Monitoring the distribution of disk I/O (Section 9.2)
Managing LSM performance (Section 9.3)
Managing hardware RAID subsystem performance (Section 9.4)
Managing Common Access Method (CAM) performance (Section 9.5)
Not all guidelines are appropriate for all disk storage configurations.
Before applying any guideline, be sure that you understand your workload resource
model, as described in
Section 1.8, and the guideline's
benefits and tradeoffs.
9.1 Guidelines for Distributing the Disk I/O Load
Distributing the disk I/O load across devices helps to prevent a single disk, controller, or bus from becoming a bottleneck. It also enables simultaneous I/O operations.
For example, if you have 16 GB of disk storage, you may get better performance from sixteen 1-GB disks rather than four 4-GB disks, because using more spindles (disks) may allow more simultaneous operations. For random I/O operations, 16 disks may be simultaneously seeking instead of four disks. For large sequential data transfers, 16 data streams can be simultaneously working instead of four data streams.
Use the following guidelines to distribute the disk I/O load:
Stripe data or disks.
RAID0 (data or disk striping) enables you to efficiently distribute data across the disks. See Section 11.2.1.5 for detailed information about the benefits of striping. Note that availability decreases as you increase the number of disks in a striped array.
To stripe data, use LSM (see Section 9.3). To stripe disks, use a hardware RAID subsystem (see Section 9.4).
As an alternative to data or disk striping, you can use the Advanced File System (AdvFS) to stripe individual files across disks in a file domain. However, do not stripe a file and also the disk on which it resides. See Section 11.2 for more information.
Use RAID5.
RAID5 distributes disk data and parity data across disks in an array to provide high data availability and to improve read performance. However, RAID5 decreases write performance in a nonfailure state, and decreases read and write performance in a failure state. RAID5 can be used for configurations that are mainly read-intensive. As a cost-efficient alternative to mirroring, you can use RAID5 to improve the availability of rarely accessed data.
To create a RAID5 configuration, use LSM (see Section 9.3) or a hardware RAID subsystem (Section 9.4).
Distribute frequently used file systems across disks and, if possible, different buses and controllers.
Place frequently used file systems on different
disks and, if possible, different buses and controllers.
Directories containing
executable files or temporary files, such as
/var,
/usr, and
/tmp, are often frequently accessed.
If possible, place
/usr
and
/tmp
on
different disks.
You can use the AdvFS
balance
command to balance
the percentage of used space among the disks in an AdvFS file domain.
See
Section 11.2.1.4
for information.
Distribute swap I/O across devices.
To make paging and swapping more efficient and help prevent any single adapter, bus, or disk from becoming a bottleneck, distribute swap space across multiple disks. Do not put multiple swap partitions on the same disk.
You can also use LSM to mirror your swap space. See Section 9.3 for more information.

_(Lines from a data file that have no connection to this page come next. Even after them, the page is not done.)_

PR #5263, opened 2025-08-26
ibc: implement client recovery via hard-forks

erwanor:
## Describe your changes

This PR adds IBC client recovery via hard-forks.

When a Tendermint client expires, full node runners and validators can coordinate to fast-forward the client to a healthy state. This is done in two steps: First, a new healthy client is created which tracks the same counterparty chain on similar trust parameters. Then, a hard-fork is coordinated, and executed via `pd migrate`.

For example, in the case of client `0` expiring, a new client `1` is created. The hard-fork is executed via:

```
pd migrate ibc-recovery --old-client-id 07-tendermint-0 --new-client-id 07-tendermint-1
```

Note that relaying genesis restarts (context in [hermes docs](https://hermes.informal.systems/advanced/troubleshooting/genesis-restart.html)) still needs to occur.

When the upgrade uses UIP-4 and bumps `APP_VERSION` the migrate command is used as follow:

```
pd migrate ibc-recovery --old-client-id 07-tendermint-0 --new-client-id 07-tendermint-1 --target-app-version=12
```

**Implementation**

The implementation is done via an extension trait in the Penumbra IBC implementation. In particular, validation rules are directly inspired by [ADR-26](https://ibc.cosmos.network/architecture/adr-026-ibc-client-recovery-mechanisms/). Specifically, we check that the substitute is the same tendermint client as the subject, just unstuck.

**Alternatives considered**

This mechanism can be integrated as part of on-chain governance. However, although forcing social consensus is more onerous, it avoids increasing privilege load on the governance component. For that reason, it is avoided in favor of hard-forks.

  > consensus breaking when exercised.


conorsch:
Logic is sound. To test, I paired with @erwanor, and we both separately configured local Penumbra devnets to relay packets via hermes, forced client expiry on the Penumbra side, ran the migration, and confirmed we could round-trip funds along the original channel post-migration. It worked. Below I document the approximate steps taken to verify the functionality, for posterity.

<details>
<summary>
hermes devnet session notes
</summary>

```
# first, create a local devnet using the most recent penumbra stable version. use fast block times to accelerate state transitions.
cargo run --bin pd -- network geenrate --proposal-voting-blocks 100 --unbonding-delay 500 --epoch-duration 100 --chain-id "private-network"

# then run the local solo-validator network
just dev

# make sure you've got the latest hermes stable release locally
# i tested with: https://github.com/informalsystems/hermes/releases/tag/v1.13.2
# setup hermes keys and configs to point at the relevant chains.

# create short-lived client for stride on penumbra devnet
hermes create client --trusting-period 300s --reference-chain stride-1 --host-chain private-network-x85dc887f

# keep client active on penumbra
watch -n 30 -d 'hermes update client --host-chain private-network-x85dc887f --client 07-tendermint-0'

# create longer-lived client for penumbra on stride mainnet
hermes create client --trusting-period 2400s --reference-chain private-network-x85dc887f --host-chain stride-1

# keep client active on stride
watch -n 200 -d 'hermes update client --host-chain stride-1 --client 07-tendermint-173'

# create connection for the manually created clients
 hermes create connection --a-chain stride-1 --a-client 07-tendermint-173  --b-chain private-network-x85dc887f --b-client 07-tendermint-0
# which created on the penumbra side: connection-0
# and on the stride side: connection-180

# now we open a channel, referencing the manually created connection:
hermes create channel --a-chain stride-1 --a-port transfer --b-port transfer  --a-connection connection-180

# now we deposit a small bit of tokens from the stride network to penumbra devnet:
hermes tx ft-transfer --src-chain stride-1 --src-port transfer --src-channel channel-345 --amount 2000000 --dst-chain private-network-x85dc887f --denom ustrd --timeout-second
s 100 --receiver penumbra1flg69zy0fha79nrqjtyeyfzy2s26fnehtpkksfn72esrm2wnwyjj8wh0trawar782d77vd9e3vuuhkdtcnmnra9s848d5zz8fp6crrtf56a754p2d4je7g9sgzkftn58wsygcc

# then we withdraw a bit of those funds via pcli, to confirm round-tripping, i.e. bi-directional relaying is fully operational
# once confirmed, we cancel the "watch" command that's updating the client on the Penumbra chain.
# it's short lived, so it will expire within a few minutes. Use ibc-monitor to watch!
# After it's expired, try again to renew:
#
#   hermes update client --host-chain private-network-x85dc887f --client 07-tendermint-0
#
# \and confirm there's an error message, e.g.
#
#   ERROR foreign client error: client 07-tendermint-0 on chain id private-network-x85dc887f is expired: time elapsed since last client update: 389.389326966s
#
# then we can proceed with testing the migration logic, which requires that we first create a new client.
hermes create client --trusting-period 1d --reference-chain stride-1 --host-chain private-network-x85dc887f
# which created on the penumbra side: `07-tendermint-1`, which is the new client id required for the migration.

# then we vote for upgrade on the devnet, use the latest version of pd built from https://github.com/penumbra-zone/penumbra/pull/5263 to run the migration:

pd-next migrate ibc-recovery --old-client-id 07-tendermint-0 --new-client-id 07-tendermint-1 --target-app-version=12

# restart the solo validator and confirm it generates blocks. then use an archive node to perform hermes genesis-restart as described in
# https://hermes.informal.systems/advanced/troubleshooting/genesis-restart.html?highlight=genesis%20restart#updating-a-client-after-a-genesis-restart-without-ibc-upgrade-proposal
# resume relaying, and test a transfer.
# confirm that you can round-trip funds on the original channel post-migration!
```
</details>

I'm fine with this landing as-is. We'll need to add clear messaging in the release notes about usage and of course the any consensus-breaking changes.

See Section 12.2 for more information about configuring swap devices for high performance.
Section 9.2
describes how to monitor the distribution
of disk I/O.
9.2 Monitoring the Distribution of Disk I/O
Table 9-1
describes
some commands that you can use to determine if your disk I/O is being distributed.
Table 9-1: Disk I/O Distribution Monitoring Tools
| Tool | Description | Reference |
|
Displays information about AdvFS file domains and determines if files are evenly distributed across AdvFS volumes. |
|
|
Displays information about AdvFS file domain and fileset usage, and provides performance statistics information for AdvFS file domains and filesets that you can use to determine if the file system I/O is evenly distributed. |
|
|
Displays the swap space configuration and usage. It displays the total amount of allocated swap space, the amount of swap space that is being used, and the amount of free swap space. |
|
|
Displays performance statistics for LSM objects and provides information about LSM volume and disk usage that you can use to characterize and understand your I/O workload, including the read/write ratio, the average transfer size, and whether disk I/O is evenly distributed. |
Section 9.3 or the Logical Storage Manager documentation. |
|
Displays disk I/O statistics and provides information about which disks are being used the most. |
9.2.1 Displaying Disk Usage by Using the iostat Command
For the best performance, disk
I/O should be evenly distributed across disks.
Use the
iostat
command to determine which disks are being used the most.
The command displays
disk I/O statistics for disks, in addition to terminal and CPU statistics.
An example of the
iostat
command is as follows; output
is provided in one-second intervals:
# /usr/ucb/iostat 1
tty floppy0 dsk0 dsk1 cdrom0 cpu
tin tout bps tps bps tps bps tps bps tps us ni sy id
1 73 0 0 23 2 37 3 0 0 5 0 17 79
0 58 0 0 47 5 204 25 0 0 8 0 14 77
0 58 0 0 8 1 62 1 0 0 27 0 27 46
The
iostat
command output displays the following
information:
The first line of the
iostat
command output
is the average since boot time, and each subsequent report is for the last
interval.
For each disk (dskn),
the number of KB transferred per second (bps) and the number
of transfers per second (tps).
For the system (cpu), the percentage of
time the CPU has spent in user state running processes either at their default
priority or preferred priority (us), in user mode running
processes at a less favored priority (ni), in system mode
(sy), and in idle mode (id).
This information
enables you to determine how disk I/O is affecting the CPU.
User mode includes
the time the CPU spent executing library routines.
System mode includes the
time the CPU spent executing system calls.
The
iostat
command can help you to do the following:
Determine which disk is being used the most and which
is being used the least.
This information will help you determine how to distribute
your file systems and swap space.
Use the
swapon -s
command
to determine which disks are used for swap space.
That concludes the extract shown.